Gegenwärtig orientieren sich die Regelsätze an dem, was die einkommensschwächsten 20 Prozent der Haushalte im Alltag ausgeben. Grundlage ist die jährliche Einkommens- und Verbrauchsstichprobe.

So sind im Bürgergeld-Regelsatz laut des Portals Sozialhilfe24 für Alleinstehende gegenwärtig 174,19 Euro für Nahrungsmittel, Getränke und Tabakwaren vorgesehen, 30,57 Euro für Einrichtungs- und Haushaltsgegenstände und 42,55 Euro für Wohnen, einschließlich Energie und Instandhaltung. Kindern steht abhängig vom Alter nur 63 bis 84 Prozent dieses Regelsatzes zu. Zudem sind Dinge wie Stifte, Schulranzen oder ein Handy gar nicht berücksichtigt. Das BMAS lehnt diese Verbrauchsausgaben allerdings strikt ab. Sie seien unbrauchbar und irreführend, heißt es auf Anfrage der taz.

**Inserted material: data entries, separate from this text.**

PR #2951, opened 2024-09-09
WIP injecting component names into activity log

nelsonkopliku:
# Description

This is an exploration about the possibility to enrich Activity log metadata.

The rationale behind is improving human-friendly identification of the resource the activity log entry is related to and improving log searchability.

The thing could be summarized as: adding a human friendly resource name to the activity log metadata when it does not already have one

- host -> hostname
- cluster -> cluster name
- database -> sid
- sap system -> sid
- application instance -> instance number
- database instance -> instance number

Alternative to the approach tried in this PR could be upcasting all necessary events to also carry the extra information needed. However this would not be sufficient for non event sourced related activities: ie when tagging/untagging we still need some sort of metadata enrichment process to get the resource name being tagged/untagged.

### DIFF
--- a/assets/js/lib/model/activityLog.js
+++ b/assets/js/lib/model/activityLog.js
@@ -131,13 +131,13 @@ export const ACTIVITY_TYPES_CONFIG = {
   [RESOURCE_TAGGING]: {
     label: 'Tag Added',
     message: ({ metadata }) =>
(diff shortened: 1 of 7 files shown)


nelsonkopliku:
Followed up by https://github.com/trento-project/web/pull/2992, https://github.com/trento-project/web/pull/2996 and https://github.com/trento-project/web/pull/2997

PR #2959, opened 2024-09-10
General Form Label Alignment Fixes

jagabomb:
# Description

This PR makes the following improvements to the **UserForm** and **ProfileForm** components.

1. Improves the alignment of the **Label** so that it is more vertically centred with each corresponding input field.
2. Increases the width of the **Label** (column) so that slightly longer labels (e.g: Confirm Password and Authenticator App) don't wrap over two lines.

Below are the comparisions:
UserForm
ProfileForm

## How was this tested?

- [x] **DONE** Visually


dottorblaster (approved):
Thanks our god and savior of good UI :grimacing:

PR #2960, opened 2024-09-10
Refactor `<DateFilter>`

balanza:
# Description

Being it uses the browser native `<input type="datetime-local">` HTML element, the component needs to convert dates in the local timezone from/to UTC. 
This PR uses formatting instead of timezone offset, so the conversion is idempotent if applied multiple times. 

This avoid the need to control balance the number of conversion from and to the target timezone (as it's the case in a controlled component scenario)


nelsonkopliku (approved):
LGTM :eyes:

PR #2961, opened 2024-09-10
Add default pagination values

balanza:
# Description

Expose pagination defaults as discussed in https://github.com/trento-project/web/pull/2930


nelsonkopliku (approved):
:eyes:

PR #2968, opened 2024-09-11
Adust length of "Results per page"-field

janvhs:
This commit adjusts the length of the "Results per page"-field in the views containing pagination.  The field now adjusts its size based on its content.  For this, I use a margin on the chevron element, but utilising CSS' after pseudo class would be better

- [x] **DONE**

## How was this tested?

Visually

### DIFF
--- a/assets/js/common/Select/Select.jsx
+++ b/assets/js/common/Select/Select.jsx
@@ -31,7 +31,7 @@ function Select({
   )}-selection-dropdown`;
 
   return (
-    <div className={classNames('w-64 flex-2', className)}>
+    <div className={classNames('flex-2', className)}>
       <Listbox disabled={disabled} value={value} onChange={onChange}>
         <div className="relative mt-1">
           <Listbox.Button
--- a/assets/js/common/ActivityLogsSettingsModal/ActivityLogsSettingsModal.jsx
+++ b/assets/js/common/ActivityLogsSettingsModal/ActivityLogsSettingsModal.jsx
@@ -45,6 +45,7 @@ function TimeSpan({ time: initialTime, error = false, onChange = noop }) {
       </div>
       <div className="flex w-1/4">
         <Select
+          className="w-64"
           optionsName=""
           options={timeUnitOptions}
           value={time.unit || defaultTimeUnit}
--- a/assets/js/common/ApiKeySettingsModal/ApiKeySettingsModal.jsx
+++ b/assets/js/common/ApiKeySettingsModal/ApiKeySettingsModal.jsx
@@ -152,7 +152,7 @@ function ApiKeySettingsModal({
               </div>
               <div className="w-2/4 pt-4">
                 <Select
-                  className="pb-4"
+                  className="pb-4 w-64"
                   optionsName=""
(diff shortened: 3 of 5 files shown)


assets/js/common/Pagination/Pagination.jsx
```diff
@@ -38,6 +38,23 @@ const containerClassNames = 'flex items-center';
...
+  const lowerBound = itemsBase + 1;
+  const upperBound = itemsBase + itemsPresent;
+
+  return (
+    <span className="mr-4 text-gray-600">
+      {lowerBound}–{upperBound} of {itemsTotal}
+    </span>
+  );
+}
+
```
dottorblaster, line 57: Could you move this to another file?

dottorblaster: Also I think you wanna give this a `text-sm` class in order to make the text a little bit smaller

assets/js/common/Select/Select.jsx
```diff
@@ -31,13 +31,13 @@ function Select({
...
   return (
-    <div className={classNames('flex-2 w-64', className)}>
+    <div className={classNames('flex-2', className)}>
       <Listbox disabled={disabled} value={value} onChange={onChange}>
         <div className="relative mt-1">
           <Listbox.Button
             className={classNames(
               dropdownSelector,
-              'relative w-full py-2 px-3 text-left bg-white rounded-lg cursor-default border border-gray-300 focus:outline-none focus-visible:ring-2 focus-visible:ring-opacity-75 focus-visible:ring-white focus-visible:ring-offset-orange-300 focus-visible:ring-offset-2 focus-visible:border-indigo-500 sm:text-sm disabled:bg-gray-50 disabled:text-gray-400'
+              'relative w-full ml-7 py-2 px-3 text-left bg-white rounded-lg cursor-default border border-gray-300 focus:outline-none focus-visible:ring-2 focus-visible:ring-opacity-75 focus-visible:ring-white focus-visible:ring-offset-orange-300 focus-visible:ring-offset-2 focus-visible:border-indigo-500 sm:text-sm disabled:bg-gray-50 disabled:text-gray-400'
```
dottorblaster, line 40: Do we need this `ml-7`? Is it something we are making just for the footer of the table and we're letting it percolate into a generic component?

dottorblaster (changes requested):
Just some minor changes. Also, could you write a Jest test for this?

assets/js/common/Pagination/Pagination.jsx
jagabomb: I agree with @dottorblaster here. The text size need to be smaller so that it not disproportional in the table footer section and that it also matches the size as the "**Results per page**" text.

jagabomb (commented):
A small note from my side... I think component should have been aligned next to the **Results per page dropdown** component. 
Screenshot 2024-09-13 at 13 37 28

jagabomb (approved):
LGTM

dottorblaster (approved):
LGTM

dottorblaster:
@janvhs all good here, smash the green button :+1:

PR #2967, opened 2024-09-11
Activity log add pagination (rework)

balanza:
# Description

Retaking the work from https://github.com/trento-project/web/pull/2930 as the original PR got too messy and required more work for rebasing on the main branch. Also, some of the suggestions have been addressed in https://github.com/trento-project/web/pull/2961 and https://github.com/trento-project/web/pull/2960.

In respect of the original PR, this one keeps the proposed key features:

* The default page size is 20 items, which can be changed due to the options in the dropdown
* the list can be navigated sequentially forward and backward
* if there are no previous entries, the [<] button is disabled. The same goes for the [>] if no entries are next.
* when filters change, the pagination is reset to the first page

It also addressed the found issues:
* items per page to be maintained when scrolling pages
* filters to be maintained when scrolling pages
* default of 20 elements per page
* no duplicate requests when clicking multiple times on the navigation link

-----

Depends on #2960
Depends on #2961

PR #2977, opened 2024-09-13
Fix `<ComposedFilter>` behavior as controlled component

balanza:
# Description

The  `<ComposedFilter>` can now be used as a controlled component. The use case is when the `value` changes in parent component and thus it needs to be re-rendered.

Before this PR the `<ComposedFilter>` wouldn't show the changed value as the `useState` hook prevents it. The component re-renders as expected by forcing `setValue` on the initial value change. 

The bug has been spotted working on https://github.com/trento-project/web/pull/2967#pullrequestreview-2302325045, an e2e test has been added for that.


nelsonkopliku (approved):
Thank you!

gagandeepb (approved):

PR #2983, opened 2024-09-16
Reset pagination when filter changes

balanza:
# Description

`after` and `before` must be removed when changing filters, as the pagination only applies to a given query.


assets/js/pages/ActivityLogPage/ActivityLogPage.jsx
```diff
@@ -133,6 +134,7 @@ function ActivityLogPage() {
             value={searchParamsToFilterValue(searchParams)}
             onChange={pipe(
               setFilterValueToSearchParams,
+              resetPaginationToSearchParams(),
```
nelsonkopliku, line 137: By adding back `resetPaginationToSearchParams` I guess we could `resetPaginationToSearchParams(itemsPerPage)` and remove the following `applyItemsPerPage(itemsPerPage)` and the function altogether since `resetPaginationToSearchParams` already covers the need.

nelsonkopliku (approved):
Awesome, thanks!

assets/js/pages/ActivityLogPage/ActivityLogPage.jsx
balanza: Good catch. Actually, I prefer to keep them separated. As there is no need for the items number, I simplified the code like this https://github.com/trento-project/web/pull/2983/commits/87721bbb6792122c9e82e494292d370980861bd5

PR #3623, opened 2025-07-09
Handle offline host in cluster

balanza:
With this PR, a `RegisterOfflineClusterHost` command is added to the cluster aggregate.

The command maps the cases in which a host is discovered and recognised to belong to a cluster, but it's currently offline. Common user scenarios might be a host taken down for maintenance or a host not started yet.

The cluster aggregate handles the new command very similarly to a non-DC node regarding the registration/deregistration policies.

Finally, the emitted `HostAddedToCluster` event brings the information of whether the host is online or not in the cluster.


lib/trento/clusters/events/host_added_to_cluster.ex
```diff
@@ -5,8 +5,13 @@ defmodule Trento.Clusters.Events.HostAddedToCluster do
 
   use Trento.Support.Event
 
-  defevent do
+  defevent version: 2 do
     field :cluster_id, Ecto.UUID
     field :host_id, Ecto.UUID
+    field :cluster_status, Ecto.Enum, values: [:online, :offline]
```
balanza, line 11: **Important** We may want to think twice about wording before committing.
Is "online/offline" a good definition for a node in a cluster? Is it a generally recognised lingo?

lib/trento/clusters/cluster.ex
```diff
@@ -173,7 +174,8 @@ defmodule Trento.Clusters.Cluster do
       },
       %HostAddedToCluster{
         cluster_id: cluster_id,
-        host_id: host_id
+        host_id: host_id,
+        cluster_status: :online
```
arbulu89, line 178: Can we add a new enum in `trento/clusters/enums/online_status.ex` as `Trento.Clusters.Enums.OnlineStatus`.
So we can use the enum instead of putthing the atom in every plase.

lib/trento/clusters/commands/register_offline_cluster_host.ex
```diff
@@ -0,0 +1,19 @@
+defmodule Trento.Clusters.Commands.RegisterOfflineClusterHost do
+  @moduledoc """
+  Register a cluster node to the monitoring system.
```
arbulu89, line 3: nitpick: maybe change the docstring to specify that we are talking about an offline node

lib/trento/clusters/events/host_added_to_cluster.ex
arbulu89: I think it is

lib/trento/clusters/cluster.ex
```diff
@@ -200,7 +202,35 @@ defmodule Trento.Clusters.Cluster do
...
         cluster_id: cluster_id,
+        host_id: host_id,
+        cluster_status: :online
+      }
+    ]
+  end
+
+  # When an Offline node is discovered, a cluster is registered and the host is added to the cluster.
+  # The cluster details are left as unknown, and filled once a message from the DC node is received.
+  def execute(%Cluster{cluster_id: nil}, %RegisterOfflineClusterHost{
```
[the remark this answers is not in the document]
balanza: We discussed the solution already, we are going to parse the cibadmin configuration files in the discovery

lib/trento/clusters/cluster.ex
```diff
@@ -418,6 +481,46 @@ defmodule Trento.Clusters.Cluster do
...
+  def apply(
+        %Cluster{hosts: hosts, offline_hosts: offline_host} = cluster,
+        %HostAddedToCluster{
+          host_id: host_id,
+          cluster_host_status: ClusterHostStatus.offline()
+        }
+      ) do
+    %Cluster{
+      cluster
+      | hosts: [host_id | hosts],
```
nelsonkopliku, line 493: **questions:** 
- why do we add an offline host to the `hosts` list?
- when do we remove an offline host from the `hosts` list?

The broader question would actually be: what is now `hosts`? The list of online+offline hosts? Only the online hosts?

nelsonkopliku (commented):
@balanza mainly questions from me at this stage.

test/trento/clusters/events/host_added_to_cluster.exs
```diff
@@ -0,0 +1,26 @@
+defmodule Trento.Cluster.Events.HostAddedToClusterTeest do
```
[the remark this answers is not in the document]
arbulu89: And typo in `Teest` by the way XD

lib/trento/clusters/cluster.ex
nelsonkopliku: I see, however I am still failing to understand the reason behind the need to have also `offline_hosts` inside the main `hosts`.

With regards to _when do we remove an offline host from the hosts list_, it seems to be covered on `HostRemovedFromCluster` - assuming a `DeregisterClusterHost` is dispatched both for online and offline hosts.

> The ideal solution would have been to turn hosts into a collection of (id, status)
>
I actually agree on this, however I refrained from suggesting it to not add more work for you 😅 
But if you also think it would be better I am ok if we address that.

> that would imply migrating the aggregate state.
>
Not sure I understand this. The aggregate state is all in memory built from events in the event store.
What would need to be migrated?

arbulu89: Exactly. Changing the aggregate is really delicate thing. If we have a snapshot, and the first event populates the aggregate. That's why you need to implement a upcasting for it.
In my opinion, not worth it. It adds the chance to add some error while we don't solve almost any complexity.

nelsonkopliku: Roll up is a fair concern indeed, agreed.
Yes, not really worth adding extra complexity to properly handle snapshot state and aggregate state change at this point.

Maybe something to revisit in the future.

PR #3625, opened 2025-07-10
Analytics Add Version Code

jagabomb:
# Description

This PR adds the `version` code of **Trento Web** ~~and an environment value~~ for each Autocapture and PageView event. The purpose of these addition is to help detect which version of **Trento Web** is in use. ~~Then the environment value helps us to cross check that development, demo and production events are clearly distinguishable. See below for visual reference.~~

**Assumptions:**
1. Every official build of Trento Web will have the **production** `environment` value.
2. Every demo build will have either **demo** `environment` value.
3. Project source will use the **dev** `environment` value.
4. Official **production** Posthog instance will be for **production events only**.
5. Dev/Demo events will use a separate or private instance of Posthog for development purposes.

## How was this tested?

- [x] **Manually** (Need to find an automated solution) 😅 

Screenshot 2025-07-23 at 10 58 35

### DIFF
--- a/assets/js/lib/analytics/pageview.js
+++ b/assets/js/lib/analytics/pageview.js
@@ -1,17 +1,20 @@
 import { useEffect } from 'react';
 import { useLocation } from 'react-router-dom';
 import { capture } from '@lib/analytics';
+import { getFromConfig } from '@lib/config';
 import { useSelector } from 'react-redux';
 import { getUserProfile } from '@state/selectors/user';
 
 export default function PostHogPageView() {
   const location = useLocation();
   const { analytics_enabled } = useSelector(getUserProfile);
+  const webversion = getFromConfig('webversion');
 
   // Track pageviews
   useEffect(() => {
     capture(analytics_enabled, '$pageview', {
       $current_url: window.location.href,
+      webversion,
     });
   }, [location]);
 
--- a/lib/trento_web/controllers/page_html/index.html.heex
+++ b/lib/trento_web/controllers/page_html/index.html.heex
@@ -14,7 +14,8 @@
       ssoLoginUrl: '<%= raw @sso_login_url %>',
       ssoCallbackUrl: '<%= raw @sso_callback_url %>',
       ssoEnrollmentUrl: '<%= raw @sso_enrollment_url %>',
-      operationsEnabled: <%= @operations_enabled %>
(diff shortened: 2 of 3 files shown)


lib/trento_web/controllers/page_html/index.html.heex
```diff
@@ -1,4 +1,8 @@
-<div id="trento" />
+<div
```
arbulu89, line 1: Why don't we put the `version` in the `config`?
It is not a config, that's true, but it would enable to use the `getFromConfig` function.
And after all, the value is exposed in both cases.

Devils advocate question: does exposing the server version to not logged users expose some "you need to be logged" info?

assets/js/lib/analytics/pageview.js
```diff
@@ -7,11 +7,19 @@ import { getUserProfile } from '@state/selectors/user';
 export default function PostHogPageView() {
   const location = useLocation();
   const { analytics_enabled } = useSelector(getUserProfile);
+  const webversion = document
```
arbulu89, line 10: I think we can use the `getFromConfig` function outside of the component itself, as we do in many other cases

arbulu89 (commented):
Hey @jagabomb ,

assets/js/lib/analytics/pageview.js
```diff
@@ -1,17 +1,20 @@
...
 export default function PostHogPageView() {
   const location = useLocation();
   const { analytics_enabled } = useSelector(getUserProfile);
+  const webversion = getFromConfig('webversion');
 
   // Track pageviews
   useEffect(() => {
     capture(analytics_enabled, '$pageview', {
       $current_url: window.location.href,
+      webversion,
```
arbulu89, line 17: I personally prefer `version` or `appVersion` more than `webversion`.
What do you think?
pd: if you change, don't forget changing the `data-ph-...` field as well

arbulu89 (approved):
Looks good!
I pointed out only a naming preference XD

assets/js/lib/analytics/pageview.js
arbulu89: Lowercase is important: this means `webversion: webversion` in what we send.
Javascript recommends shorthanding (removing right side) if the value is the same.

PR #3626, opened 2025-07-10
Advanced system replication fields

arbulu89:
# Description

Add new System replication fields into Database instances data.
The parsing is super straightforward. The fields come in the `hdbnsutil` command output, that we already passed in the `sap_system_discovery` payload.

Once the parsing is done, everything else is basic `commanded` chores.

Right now there isn't any change in the frontend, but we will use this fields to group the instances per site and put the values there.

## How was this tested?

UT

### DIFF
--- a/lib/trento_web/openapi/v1/schema/database.ex
+++ b/lib/trento_web/openapi/v1/schema/database.ex
@@ -49,6 +49,31 @@ defmodule TrentoWeb.OpenApi.V1.Schema.Database do
             type: :string,
             description: "System Replication Status"
           },
+          system_replication_site: %Schema{
+            type: :string,
+            nullable: true,
+            description: "System Replication Site"
+          },
+          system_replication_mode: %Schema{
+            type: :string,
+            nullable: true,
+            description: "System Replication Mode"
+          },
+          system_replication_operation_mode: %Schema{
+            type: :string,
+            nullable: true,
+            description: "System Replication Operation mode"
+          },
+          system_replication_source_site: %Schema{
+            type: :string,
+            nullable: true,
+            description: "System Replication Source site where replication is coming from"
+          },
+          system_replication_tier: %Schema{
+            type: :integer,
+            nullable: true,
+            description: "System Replication Site tier number"
+          },
           health: ResourceHealth,
           absent_at: %Schema{
             type: :string,


lib/trento/databases/commands/register_database_instance.ex
```diff
@@ -33,6 +33,11 @@ defmodule Trento.Databases.Commands.RegisterDatabaseInstance do
     field :start_priority, :string
     field :system_replication, :string
     field :system_replication_status, :string
+    field :system_replication_site, :string
+    field :system_replication_mode, :string
+    field :system_replication_operation_mode, :string
+    field :system_replication_source_site, :string
+    field :system_replication_tier, :integer
```
nelsonkopliku, line 40: **thought:** have you considered grouping system replication info in an embedded object?

Not that I have a strong opinion on that, just wondering whether it would add a sense of cohesion of information plus possibly reducing the changes in the PR.

Same goes in the other places where we have these information.

lib/trento/databases/events/database_instance_registered.ex
```diff
@@ -20,6 +20,14 @@ defmodule Trento.Databases.Events.DatabaseInstanceRegistered do
...
+    field :system_replication_site, :string
+    field :system_replication_mode, :string
+    field :system_replication_operation_mode, :string
+    field :system_replication_source_site, :string
+    field :system_replication_tier, :integer
     field :health, Ecto.Enum, values: Health.values()
   end
+
+  def upcast(params, _, 3),
+    do: Map.put(params, "system_replication_tier", 0)
```
nelsonkopliku, line 32: Very curious about where upcasting to version 2 is 😅

arbulu89: In `Trento.Databases.Event.Upcaster.UpcastDatabaseId`

lib/trento/databases/commands/register_database_instance.ex
arbulu89: The same than the current cluster aggregate change.
These fields are stored in the aggregate in a flat format. If I change that to am embedded schema, I need to implement the upcasting.
Besides, we already have 2 of these fields in our API schema, and moving to a "embedded object" implies I need to start moving things around, deprecate other fields, etc

PR #3635, opened 2025-07-14
Fix Host OpenApi spec

balanza:
`cluster_id` is, in fact, nullable for hosts, as they do not always belong to a cluster.

### DIFF
--- a/lib/trento_web/openapi/v1/schema/host.ex
+++ b/lib/trento_web/openapi/v1/schema/host.ex
@@ -103,7 +103,8 @@ defmodule TrentoWeb.OpenApi.V1.Schema.Host do
           cluster_id: %Schema{
             type: :string,
             description: "Identifier of the cluster this host is part of",
-            format: :uuid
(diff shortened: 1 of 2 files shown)


nelsonkopliku (approved):
Good catch!

gagandeepb (commented):
An additional caveat is that that we should not rely too much on nullability via OpenAPI. [The reason is that there is no support for explicitly nullable fields in OpenAPI version 3.1.](https://github.com/OAI/OpenAPI-Specification/pull/2246)

balanza:
> An additional caveat is that that we should not rely too much on nullability via OpenAPI. [The reason is that there is no support for explicitly nullable fields in OpenAPI version 3.1.](https://github.com/OAI/OpenAPI-Specification/pull/2246) (It should be fine for now since we are on a version of the spec that is < 3.1 that has support for nullability and the library we use has limited/probably no upgrade path to spec version 3.1.)

Should we go for `[string, null]` instead?

PR #3637, opened 2025-07-14
Sort system replication tier

arbulu89:
# Description
Sort database instances by system replication tier.
This way, the primary instances will come before secondary instances.
This only affects the overview pages. 
The details page needs to be worked yet.

## How was this tested?

e2e


EMaksy (approved):
Nice!

PR #3640, opened 2025-07-16
SMLM settings save/change correlation

gagandeepb:
# Description

Implements correlation of activity log entries linked with a save/change of SMLM settings. This has been done by extending the previously used mechanism in use for api_key_regen line of correlation. Additionally some refactoring has been done to isolate test versions of a cache related module from the application/prod version of the same. Finally, a new test dependency has been added along with a detailed code comment that motivates the need for such a dependency (`ProcessTree`).

## How was this tested?

UT adjustment and extension.


gagandeepb (commented):
image
Correlation upon initial save of SMLM settings.

lib/trento_web/controllers/v1/settings_controller.ex
```diff
@@ -350,4 +345,32 @@ defmodule TrentoWeb.V1.SettingsController do
...
   end
+
+  defp propagate_correlation_id(ctx, correlation_ttl)
+       when ctx in [:api_key, :suse_manager_settings] do
+    correlation_id = Process.get(:correlation_id)
+
+    key = ActivityLog.correlation_key(ctx)
+
+    case key do
+      nil ->
```
nelsonkopliku, line 356: **question:** can `key` ever be `nil`? 
It could be nil when the correlation implementation is the testing one, but it should not happen in non test mode.

test/trento/settings_test.exs
```diff
@@ -128,402 +129,384 @@ defmodule Trento.SettingsTest do
...
-              }} = Settings.change_suse_manager_settings(change_submission)
-    end
+            "&Trento.Settings.change_suse_manager_settings/1" ->
+              expect(Trento.SoftwareUpdates.Discovery.Mock, :clear, 2, fn -> :ok end)
 
-    test "should properly update ca_cert and its upload date when a new cert is provided" do
-      now = DateTime.utc_now()
+              # there is a path dependence on needing to save first
+              # before trying to change settings
+              Settings.save_suse_manager_settings(settings)
```
nelsonkopliku, line 372: **suggestion:** we might leverage `insert_software_updates_settings` to insert initial settings instead of `Settings.save_suse_manager_settings/1`. 
It might be beneficial to also keep the previous expectation to 1 function call, which would be more realistic

nelsonkopliku (commented):
Hey Gagan, nice progress!

As mentioned privately I understand the struggle of testing and the intricacies required.

I still have some reserves on `Correlations.correlation_key/1` however if we don't have any alternative, so be it.

I left a few comments but the main point would be moving what's being called `ScopedCorrelations` closer to tests, as it effectively is a test implementation for the correlations.

---

For completeness, I attempted a slightly different approach in [this branch](https://github.com/trento-project/web/compare/smlm-settings-update-correlation...alternative-correlation?expand=1).

I'd say it works to a certain extent and of course I stumbled upon challenges in testing... 🙈 

I believe that with the deserved attention it should work, however it could require some restructuring of tests wrt mocking/stubbing combinations. 

Not something I can address right now. 
If it makes any sense for you, feel free to pick that up, otherwise we can resume at due time.

lib/trento/activity_logging/correlations/unscoped_correlations.ex
```diff
@@ -0,0 +1,39 @@
+defmodule Trento.ActivityLog.Correlations.UnscopedCorrelations do
```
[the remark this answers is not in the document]
nelsonkopliku: Additionally, we should also test this module in isolation.

lib/trento_web/controllers/v1/settings_controller.ex
gagandeepb: This can be nil only in test mode. Never in non-test/prod mode.

lib/trento/activity_logging/correlations/unscoped_correlations.ex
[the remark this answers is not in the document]
gagandeepb: `ScopedCorrelations` is now renamed and moved closer to tests. IMO, this name (`UnscopedCorrelations`) is pretty descriptive of module behavior. That said, I am open to naming suggestions.

test/trento/settings_test.exs
```diff
@@ -128,402 +129,384 @@ defmodule Trento.SettingsTest do
...
-                ca_uploaded_at: ^initial_ca_uploaded_at
-              }} = Settings.change_suse_manager_settings(change_submission)
-    end
+            "&Trento.Settings.change_suse_manager_settings/1" ->
+              expect(Trento.SoftwareUpdates.Discovery.Mock, :clear, 1, fn -> :ok end)
 
-    test "should properly update ca_cert and its upload date when a new cert is provided" do
-      now = DateTime.utc_now()
+              # there is a path dependence on needing to save first
+              # before trying to change settings
```
nelsonkopliku, line 371: this comment can be safely removed since now we're relying on `insert_software_updates_settings`

lib/trento_web/controllers/v1/settings_controller.ex
nelsonkopliku: Alright, as expected. 

Since it's test related, can we possibly have the test correlation implementation handle this and return `:ok` in relevant case?

lib/trento/activity_logging/correlations.ex
```diff
@@ -1,41 +1,20 @@
...
-    # ttl unit is milliseconds
-    _ = Cachex.expire(@cache_name, key, ttl)
-    :ok
-  end
+  defp impl,
+    do:
+      Application.get_env(
+        :trento,
+        :correlations,
+        Trento.ActivityLog.Correlations.UnscopedCorrelations
```
nelsonkopliku, line 18: I know it does not change much, however for consistency I'd move this to the config.

Something like
```elixir
config :trento, correlations: Trento.ActivityLog.Correlations.UnscopedCorrelations
```

nelsonkopliku (approved):
Forgot to approve 🙈

PR #3644, opened 2025-07-17
Sap system operation route

arbulu89:
# Description

Add new `/sap_systems/:id/operations/:op` route to handle SAP system operations.
Basically it replicates what we already do for other operations.

It includes the `sap_system_start` and `sap_system_stop` operations.

The unique important detail is that in order to get the target to run the operation, I check for hosts that have the heartbeat passing. We don't want to sent the operation exactly to the host which is not running...
I don't know if we should copy this behaviour in some other operation.

PD:
The operation, user policies and activity logging are not implemented yet. I will add them afterwards.

## How was this tested?

UT


lib/trento/sap_systems.ex
```diff
@@ -104,6 +112,40 @@ defmodule Trento.SapSystems do
...
 
+  @spec request_operation(atom(), Ecto.UUID.t(), map()) ::
+          {:ok, String.t()} | {:error, any}
+  def request_operation(operation, sap_system_id, params)
+      when operation in SapSystemOperations.values() do
+    operation_id = UUID.uuid4()
+
+    # Look for 1st running host to send the operation including the instance_number
+    # Not checking if the SAP system is deregistered. That must be done by the function user
+    agents =
```
arbulu89, line 123: I'm wondering if I put the "policy" to have at least one running host.
Because I want to forbid the operation if this happens.
The other option is to return 404, but it doesn't fully represent the reality.
Thought?

arbulu89: Perhaps I just send the first available host otherwise (if no running host if found). Just to not change how we send requests.
It would timeout in the worst case.
At the end, we do the same with any other operation.

test/trento/sap_systems_test.exs
```diff
@@ -230,4 +248,143 @@ defmodule Trento.SapSystemsTest do
...
+      %{
+        operation: :sap_system_stop,
+        expected_operator: "sapsystemstop@v1"
+      }
+    ]
+
+    for %{operation: operation} = scenario <- scenarios do
+      @scenario scenario
+
+      test "should request #{operation} operation" do
```
nelsonkopliku, line 272: **suggestion:** we might consider extending by using different payloads that turns to different messages being published.

lib/trento/sap_systems.ex
nelsonkopliku: Alright. In that case what do you think about just removing the `without targets` related test and add a comment in the function implementation?

nelsonkopliku (approved):
Thanks!

PR #3656, opened 2025-07-22
SAP start/stop operation activity log

arbulu89:
# Description
Record SAP start/stop operations in the activity log.

image

image

## How was this tested?
UT


nelsonkopliku (approved):
I am happy that it's become _boring_ enhancing the activity log 😄

PR #3676, opened 2025-07-28
Polish openapi spec

nelsonkopliku:
# Description

Since we're heading to version 3.0 it might make sense polishing the system from deprecations.
This PR aims to address polishing OpenAPI spec.

What's in it:
- deleted deprecated endpoints/specs
- improve current tagging (to be agreed upon and finalized)

TODO:
- clean up unused database tables/fields, if any


gagandeepb (approved):

lib/trento_web/controllers/session_controller.ex
```diff
@@ -90,41 +89,9 @@ defmodule TrentoWeb.SessionController do
     end
   end
 
-  operation :show,
```
arbulu89, line 93: question:
this was superseded by the `/api/profile` call, right?

arbulu89 (approved):
Nice! Good job
Maybe at some point we should do the same with deprecated fields in some payloads as well.

lib/trento_web/controllers/session_controller.ex
nelsonkopliku: yep, indeed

Fest steht allerdings, dass die Regelsätze für Kinder – egal in welcher Zusammensetzung – niedriger als die der Erwachsenen sind. Sie betragen gegenwärtig für Kinder im Alter von 0-5 Jahren 318 Euro, im Alter von 6-13 Jahren 348 Euro monatlich und für Kinder von 14-17 Jahren 420 Euro monatlich.

Sozialverbände, die Linkspartei und die Grünen – damals noch in der Opposition - forderten seit langem eine Erweiterung dieser Bemessungsgrundlage und damit deutliche höhere Regelsätze. Auch Arbeits- und Sozialminister Hubertus Heil (SPD) hatte noch im Sommer, als er seine Pläne für das Bürgergeld vorstellte, verkündet: Für ihn sei klar, dass es eine andere Bemessungsgrundlage brauche, auf Basis derer die Regelsätze dann deutlich steigen sollten. Damit konnte sich Heil nicht durchsetzen. Er scheiterte an Finanzminister Christian Lindner (FDP).

Auch auf die Pläne von Paus reagiert das Bundesfinanzministerium nun sehr verhalten. „Es handelt sich offenbar um einen Schnellschuss vor der Berlin-Wahl. Es kann daher keine Garantie geben, dass diese Vorüberlegungen wirklich so umgesetzt werden können“, sagteein Vertreter des Ministeriums der dpa. Alle Koalitionsprojekte müssten in den Bundeshaushalt passen.

Geld erst ab 2025

Die Ampel hatte sich im Koaltionsvertrag auf eine „Neudefinition des kindlichen Existenzminimums“ geeinigt. Das Ergebnis der Neuberechnung soll als Grundlage für die Berechnung der Kindergrundsicherung dienen.

Auch die Bundesländer werden wohl hart um die Verteilung der Kosten feilschen. Bis der Gesetzentwurf dem Bundesrat vorliegt, dauert es allerdings noch. Zunächst beugen sich die sieben Bundesministerien der im März 2022 gegründeten Arbeitsgruppe über die Eckpunkte und erarbeiten ein gemeinsames Papier. Dieses soll Grundlage für den Gesetzentwurf sein, der voraussichtlich nach der Sommerpause vorliegen soll. Erhalten sollen Kinder die Grundsicherung erst ab 2025.

Die Kindergrundsicherung soll nach den Plänen des Familienministeriums aus zwei Komponenten bestehen: einem Garantiebetrag in Höhe des dann geltenden Kindergeldes. Das sind aktuell 250 Euro. Und einem Zusatzbetrag, der sich nach der sozialen Bedürftigkeit richtet. Das Ministerium plant, aktuelle Leistungen für Kinder wie das Kindergeld, den Kinderzuschlag und den Teilhabebetrag für Sport- oder Musikvereine zu bündeln und künftig von einer Stelle auszahlen zu lassen. Minimalziel: Niemandem soll es schlechter gehen.